Wirtz Michel, Claeys Wietse, Francois Philippe, Waterloos Marjan, Waterschoot Mieke, Lumen Nicolaas

机构信息

Department of Urology, Ghent University Hospital, 9000 Gent, Belgium.

Centre Hospitalier de Mouscron, 7700 Mouscron, Belgium.

出版信息

J Clin Med. 2021 Sep 22;10(19):4312. doi: 10.3390/jcm10194312.

Abstract

BACKGROUND

To report on the use of oral mucosa graft urethroplasty for meatal strictures using the dorsal inlay technique.

METHODS

Patients who underwent a single-stage dorsal inlay oral mucosal graft urethroplasty between January 2000 and May 2021 were included in this study.

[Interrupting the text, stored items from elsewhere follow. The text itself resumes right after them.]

PR #286, opened 2022-01-05
panel: Add listen [::]:80 and listen [::]:443 to nginx configs

### LINKED ISSUE #285: panel: nginx configs does not use IPv6
**Describe the bug**
Nginx config should by default listen to IPv6 addresses as well.

**To Reproduce**

1. Install using installation script.
2. Try to access the site over IPv6 (if the server has it), Nginx does not listen to 80/443 on IPv6 and will therefore not work.

**Expected behaviour**
Script to, by default, listen to IPv6 even though IPv6 may not be available.

**Screenshots**
N/A

 - OS: all affected
 - Installation: panel

**Additional context**
N/A

vilhelmprytz:
fixes #285

### DIFF
--- a/configs/nginx.conf
+++ b/configs/nginx.conf
@@ -1,5 +1,7 @@
 server {
     listen 80;
+    listen [::]:80;
+
     server_name <domain>;
 
     root /var/www/pterodactyl/public;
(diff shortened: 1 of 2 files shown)


vilhelmprytz:
Tested to work, merging.

PR #315, opened 2022-03-25
Add lib script, rocky and almalinux support

Linux123123:
WIP, not sure how #280 PR will adapt  / be merged.

Currently `panel.sh` has been tested in Ubuntu 20.04 and is at least partially working.

I moved a lot of redundant logic from scripts to lib, so I may have forgotten about something. My goal is to unify as much as possible all the scripts to have the same functions available to minimize overlap.

- [x] `panel`
- [x] `wings`

PR #344, opened 2022-07-13
WIP: Major refactor (split UI and lib, Rocky Linux and AlmaLinux support)

### LINKED ISSUE #283: Rocky Linux
It would be nice to have rocky. linux support added since its basically centos 8. Would it be possible to do this?

vilhelmprytz:
This is still WIP.

Reference #315, thanks @Linux123123 

Fixes #283


install.sh
```diff
@@ -122,3 +95,6 @@ while [ "$done" == false ]; do
   [[ ! " ${valid_input[*]} " =~ ${action} ]] && error "Invalid option"
   [[ " ${valid_input[*]} " =~ ${action} ]] && done=true && IFS=";" read -r i1 i2 <<<"${actions[$action]}" && execute "$i1" "$i2"
 done
+
+# Remove lib.sh, so next time the script is run the newest version is downloaded.
+rm -rf /tmp/lib.sh
```
vilhelmprytz, line 100: If the script fails and exists before this, the file won't be "re-downloaded". I guess that's a very niche case and probably not going to cause problems, but worth considering.

Linux123123: I don't have any other solutions coming up at the moment. If the script fails, it shouldn't be run again, as it's then a not clean system and would fail in other parts. But yeah, a very niche problem.

Linux123123:
<table>

<table>
<tr>
	<td> Panel
	<td> Wings
<tr>
	<td> Ubuntu 22.04, with Let's encrypt, fully works.
	<td>
<tr>
	<td> Rocky Linux 9, with Let's encrypt, fully works.
	<td>
</table>

</table>

Linux123123:
Ready for review. I have tested most of the changes, updated the README, and checked as much of the code as possible for any obvious errors. As long as I am concerned, it is ready to be released.

Taking about releasing, this will change `install.sh` and so change the file paths. Using a prior release (prior to when this is going to be released) will result in an error.

Overall this PR, should improve the speed of the script (as all the packages are installed at once and updating the mirrors is only done when needed), improve the development experience as most things are now included in a lib script and make adding new OS's easier. Also, it is the framework for `phpmyadmin` and `feature install`.

Linux123123 (approved):
LGTM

A follow-up of a minimum of 12 months was necessary for inclusion. Exclusion criteria were stricture extension into the penile urethra, concomitant stricture at another location, flap urethroplasty for a meatal stricture, dorsal inlay urethroplasty with another type of graft, ventral onlay graft urethroplasty or staged urethroplasty. Recurrence was defined by the inability to pass a 14F metal sound through the reconstructed meatus irrespective of patients' complaints.

RESULTS

Our study cohort included 40 patients. Buccal mucosal graft (BMG) urethroplasty was used in 25 patients and 15 patients were treated with the aid of lingual mucosal graft (LMG). The median follow-up was 85 (IQR: 69-110) months. Seven (17.5%) patients suffered a stricture recurrence of which four (10%) needed re-intervention. The median 5-y recurrent free survival (RFS) for the entire cohort was 85 (±6)%. The median 5-y RFS was 96 (±4)% versus 65 (±13)% for respectively BMG and LMG ( = 0.03). Post-operative complications were identified in 11 (27.5%) patients with only one (2.5%) patient who had a grade 3a complication.

CONCLUSIONS

Dorsal inlay oral mucosa graft urethroplasty is a safe and feasible technique for selected patients with meatal stenosis.

摘要

背景

报道采用背侧镶嵌技术的口腔黏膜移植尿道成形术治疗尿道口狭窄的应用情况。

方法

纳入2000年1月至2021年5月期间接受单阶段背侧镶嵌口腔黏膜移植尿道成形术的患者。纳入研究需要至少12个月的随访。排除标准包括狭窄延伸至阴茎尿道、其他部位合并狭窄、采用皮瓣尿道成形术治疗尿道口狭窄、采用其他类型移植物的背侧镶嵌尿道成形术、腹侧覆盖移植物尿道成形术或分期尿道成形术。无论患者有无主诉,若无法通过14F金属探子经重建尿道口,则定义为复发。

结果

我们参与研究的队列包括40例患者。25例患者采用颊黏膜移植(BMG)尿道成形术,15例患者采用舌黏膜移植(LMG)辅助治疗。中位随访时间为85(四分位间距:69 - 110)个月。7例(17.5%)患者出现狭窄复发,其中4例(10%)需要再次干预。整个队列的中位5年无复发生存率(RFS)为85(±6)%。BMG和LMG的中位5年RFS分别为96(±4)%和65(±13)%(P = 0.03)。11例(27.5%)患者出现术后并发症,仅1例(2.5%)患者出现3a级并发症。

结论

对于选定的尿道口狭窄患者,背侧镶嵌口腔黏膜移植尿道成形术是一种安全可行的技术。